5 Questions with Inturn’s Ronen Lazar

Q: What’s the biggest problem for retail?

Inventory is the largest expense for every retailer. For one, it’s an unpredictable demand. There’s changes in consumer-spending habits, weather. There’s always inventory that no retailer can project what they may or may not be able to sell. You have to monetize in the best way, the most efficient way possible.

The global apparel and footwear sector is $1.2 trillion. Twenty percent of units are sold at a discount but only yielding 7 percent of total revenue. The value of the 20 percent ends up dropping in value by two-thirds. Solving this problem could have the biggest impact on companies’ P&L. That’s the foundation of why we created Inturn. We enable retailers to be proactive about inventory. Most retailers are reactive.

Q: What’s the attraction of off-price apparel?

Private equity has gotten into the off-price sector. Bain has bought Burlington; Warburg has acquired Gabes (Gabriel Brothers).

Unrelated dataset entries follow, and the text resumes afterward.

PR #477, opened 2022-04-07
Handling Nulls in Currency Filter

AnushaKaraka:
This PR is to add a quick null check for input in the Currency filter and added an associated testcase. 

Without this check a null reference exception is thrown whenever the input is null(which is a quite common scenario if we pass in a property of a model) and stopping the render of the entire template.

PS: Tried to create an issue first but couldn't for some reason. hence opened the PR directly. Please let me know if I have to follow a different process for the same. Here is my issue notes:

1. Create a customer object with a property named Amount.
2. Instantiate the object with a null value for Amount
3. Use DotLiquid syntax with currency filter `{{Customer.Amount | currency:'fr-CA'}}`

or 

 Use DotLiquid syntax with currency filter `{{null | currency:'fr-CA'}}`

### DIFF
--- a/src/DotLiquid.Tests/StandardFilterTests.cs
+++ b/src/DotLiquid.Tests/StandardFilterTests.cs
@@ -715,6 +715,21 @@ PaulGeorge",
         }
 
         [Test]
+        public void TestNullInputCurrency()
+        {
+            // Set the thread culture and test for backward compatibility
+            using (CultureHelper.SetCulture("en-US"))
+            {
+                Helper.AssertTemplateResult(
+                    expected: string.Empty,
+                    template: "{{ null | currency: 'de-DE' }}");
+            }
+
+            // _contextV20 is initialized with InvariantCulture
+            Assert.AreEqual(null, StandardFilters.Currency(context: _contextV20, input: null, languageTag: "de-DE"));
+        }
+
+        [Test]
         public void TestMalformedCurrency()
         {
             // Set the thread culture and test for backward compatibility
--- a/src/DotLiquid.Tests/StandardFilterTests.cs
+++ b/src/DotLiquid.Tests/StandardFilterTests.cs
@@ -715,19 +715,23 @@ PaulGeorge",
         }
 
         [Test]
-        public void TestNullInputCurrency()
+        [TestCase(null)]
+        [TestCase("")]
+        public void TestNullOrEmptyInputCurrency(string input)
         {
             // Set the thread culture and test for backward compatibility
             using (CultureHelper.SetCulture("en-US"))
             {
                 Helper.AssertTemplateResult(
                     expected: string.Empty,
-                    template: "{{ null | currency: 'de-DE' }}");
+                    template: "{{ input | currency: 'de-DE' }}");
             }
 
             // _contextV20 is initialized with InvariantCulture
-            Assert.AreEqual(null, StandardFilters.Currency(context: _contextV20, input: null, languageTag: "de-DE"));
-        }
+            Assert.AreEqual(
+                expected: input,
+                actual: StandardFilters.Currency(context: _contextV20, input: input, languageTag: "de-DE"));
+        }        
 
         [Test]
         public void TestMalformedCurrency()
--- a/src/DotLiquid.Tests/StandardFilterTests.cs
+++ b/src/DotLiquid.Tests/StandardFilterTests.cs
@@ -724,7 +724,8 @@ PaulGeorge",
             {
                 Helper.AssertTemplateResult(
                     expected: string.Empty,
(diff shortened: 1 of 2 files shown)


src/DotLiquid/StandardFilters.cs
```diff
@@ -359,6 +359,9 @@ public static string Rstrip(string input)
         /// <seealso href="https://shopify.dev/api/liquid/filters/money-filters#money">Shopify Money filter</seealso>
         public static string Currency(Context context, object input, string languageTag = null)
         {
+            // Check for null input, return null
+            if (input == null) return null;
```
microalps, line 363:
```suggestion
            if (string.IsNullOrEmpty(input))
                return input;
```

microalps (commented):
Would like to see a test and handling for empty string once we are at it.

src/DotLiquid.Tests/StandardFilterTests.cs
```diff
@@ -714,6 +714,21 @@ public void TestEuroCurrencyFromString(object input, string expected, string lan
...
+            // Set the thread culture and test for backward compatibility
+            using (CultureHelper.SetCulture("en-US"))
+            {
+                Helper.AssertTemplateResult(
+                    expected: string.Empty,
+                    template: "{{ null | currency: 'de-DE' }}");
+            }
+
+            // _contextV20 is initialized with InvariantCulture
+            Assert.AreEqual(null, StandardFilters.Currency(context: _contextV20, input: null, languageTag: "de-DE"));
```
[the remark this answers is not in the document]
daviburg: Shouldn't there be also a template test with the V2 context?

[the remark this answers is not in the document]
microalps: There is no distinction, so it doesn't matter. This is standard pattern for most.

src/DotLiquid/StandardFilters.cs
AnushaKaraka: `string.IsNullOrEmpty(input)` is not working unless I explicitly cast the input(which is an object) to a string. and that explicit cast is not working with other datatypes and causing some existing testcases to fail.

But I updated the test case to handle the empty string scenario as well. the empty string scenario was working as expected even before this change.

src/DotLiquid.Tests/StandardFilterTests.cs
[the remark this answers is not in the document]
AnushaKaraka: added named params to the Assert.AreEqual call in the testcase.

src/DotLiquid.Tests/StandardFilterTests.cs
```diff
@@ -715,19 +715,23 @@ public void TestEuroCurrencyFromString(object input, string expected, string lan
...
+        [TestCase("")]
+        public void TestNullOrEmptyInputCurrency(string input)
         {
             // Set the thread culture and test for backward compatibility
             using (CultureHelper.SetCulture("en-US"))
             {
                 Helper.AssertTemplateResult(
                     expected: string.Empty,
-                    template: "{{ null | currency: 'de-DE' }}");
+                    template: "{{ input | currency: 'de-DE' }}");
```
microalps, line 727: Is there a missing line here defining the hash table with variables? Because this is testing for input variable in scope of Liquid - and not passed from this method.

src/DotLiquid/StandardFilters.cs
microalps: Thanks for that.

src/DotLiquid.Tests/StandardFilterTests.cs
```diff
@@ -714,6 +714,25 @@ public void TestEuroCurrencyFromString(object input, string expected, string lan
...
+        [TestCase(null)]
+        [TestCase("")]
+        public void TestNullOrEmptyInputCurrency(string input)
+        {
+            // Set the thread culture and test for backward compatibility
+            using (CultureHelper.SetCulture("en-US"))
+            {
+                Helper.AssertTemplateResult(
+                    expected: string.Empty,
+                    template: "{{ input | currency: 'de-DE' }}");
```
microalps, line 727:
```suggestion
                    expected: input,
                    template: "{{ input | currency: 'de-DE' }}",
                    localVariables: Hash.FromAnonymousObject(new { input = input });
```

AnushaKaraka: Fixed the testcase. the expected is always string.Empty for both Null and Empty inputs. just changed that part in the above suggestion

microalps: Of course, a template render doesn't return null. My mistake!

microalps (approved):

What [PE] looks for is good margins, not too much risk, additional licensing opportunities and international expansion.

When anyone looks at a retail brand, in addition to looking at the upside, they need to look at what the process is in place for inventory. They need to look at whether they have real-time inventory, what inventory they are sitting on and what is the value [of the inventory] through the season, especially as it declines in value. They should also evaluate their liquidity strategy and see if additional value can be found, if the opportunity to sell earlier in the season is better. When [the stores] sell off excess inventory, [they typically] do it as an afterthought and usually later in the season. There may be an opportunity to sell earlier in the season.

Q: What is the biggest error PE firms make with retailers?

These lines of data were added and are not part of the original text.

PR #478, opened 2022-04-14
Local/Embedded File System Naming Requirements

### LINKED ISSUE #472: Include doesn't allow nested template name with length of 1 symbol
I want to include nested template via `{% include 'B' %}`, I have `_B.liquid` file near with my caller template.

**Error**: Liquid error: Error - Illegal template name 'B'

If I change `B` to `BB`, it starts to work.

microalps:
Resolves #472

### DIFF
--- a/src/DotLiquid.Tests/FileSystemTests.cs
+++ b/src/DotLiquid.Tests/FileSystemTests.cs
@@ -54,7 +54,9 @@ namespace DotLiquid.Tests
         {
             LocalFileSystem fileSystem = new LocalFileSystem(@"D:\Some\Path");
             foreach (var validPath in validPaths)
-                Assert.AreEqual(System.IO.Path.Combine(@"D:\Some\Path", validPath.Value.Replace('\\', Path.DirectorySeparatorChar)), fileSystem.FullPath(validPath.Key));
+                Assert.AreEqual(
+                    expected: Path.Combine(@"D:\Some\Path", validPath.Value.Replace('\\', Path.DirectorySeparatorChar)),
+                    actual: fileSystem.FullPath(validPath.Key));
 
             foreach (var invalidPath in invalidPaths)
                 Assert.Throws<FileSystemException>(() => fileSystem.FullPath(invalidPath));
@@ -76,7 +78,9 @@ namespace DotLiquid.Tests
             var assembly = typeof(FileSystemTests).GetTypeInfo().Assembly;
             EmbeddedFileSystem fileSystem = new EmbeddedFileSystem(assembly, "DotLiquid.Tests.Embedded");
             foreach (var validPath in validPaths)
-                Assert.AreEqual("DotLiquid.Tests.Embedded." + fileSystem.DirectorySeparators.Replace(validPath.Value, "."), fileSystem.FullPath(validPath.Key));
+                Assert.AreEqual(
+                    expected: "DotLiquid.Tests.Embedded." + fileSystem.DirectorySeparators.Replace(validPath.Value, "."),
+                    actual: fileSystem.FullPath(validPath.Key));
 
             foreach (var invalidPath in invalidPaths)
                 Assert.Throws<FileSystemException>(() => fileSystem.FullPath(invalidPath));
--- a/src/DotLiquid.Tests/FileSystemTests.cs
+++ b/src/DotLiquid.Tests/FileSystemTests.cs
@@ -79,7 +79,7 @@ namespace DotLiquid.Tests
             EmbeddedFileSystem fileSystem = new EmbeddedFileSystem(assembly, "DotLiquid.Tests.Embedded");
             foreach (var validPath in validPaths)
                 Assert.AreEqual(
-                    expected: "DotLiquid.Tests.Embedded." + fileSystem.DirectorySeparators.Replace(validPath.Value, "."),
+                    expected: "DotLiquid.Tests.Embedded." + Liquid.DirectorySeparatorsRegex.Replace(validPath.Value, "."),
                     actual: fileSystem.FullPath(validPath.Key));
 
             foreach (var invalidPath in invalidPaths)
--- a/src/DotLiquid.Tests/FileSystemTests.cs
+++ b/src/DotLiquid.Tests/FileSystemTests.cs
@@ -5,11 +5,42 @@ using NUnit.Framework;
 
 namespace DotLiquid.Tests
 {
+    using System.Collections.Generic;
+    using System.IO;
     using System.Reflection;
 
     [TestFixture]
     public class FileSystemTests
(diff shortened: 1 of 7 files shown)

I don’t think there is any one thing that can apply. Clearly, real-time inventory is the biggest challenge to the retail industry. This acts as a foundation for what the omnichannel business should look like. Having a clear channel what is sitting where, what [has been] delivered from e-commerce sales and returns, and having visibility of inventory will allow [retailers] to have a clear picture.

Today, inventory typically sits in different systems and there are different teams.

Wholesale can be one system, e-commerce can be on a different system, international will have a different system, and they often have different teams managing the systems. Understanding the sum of all parts, understanding what the status is, all of these are constantly changing at the same time. This is the biggest challenge for retailers.

Q: How is the retail climate today?

Lots of people are doing good jobs. The climate is quite troubling today from a number of standpoints. … Some brands are closing brick and mortar, some are going bankrupt, some are curtailing areas of expansion. We’re seeing lots of marquee names hosting losses into these double digits. These are really challenging times from a retail perspective.

Q: How is fast fashion affecting things?

Markdowns are becoming more of a challenge. Full-price goods were originally shown four months ahead of time. Now that is picking up pace and more brands are moving into fast-fashion clubs. Compound that with instant shopping. Brands are showing goods at fashion shows and immediately selling it. Brands need to have real-time understanding.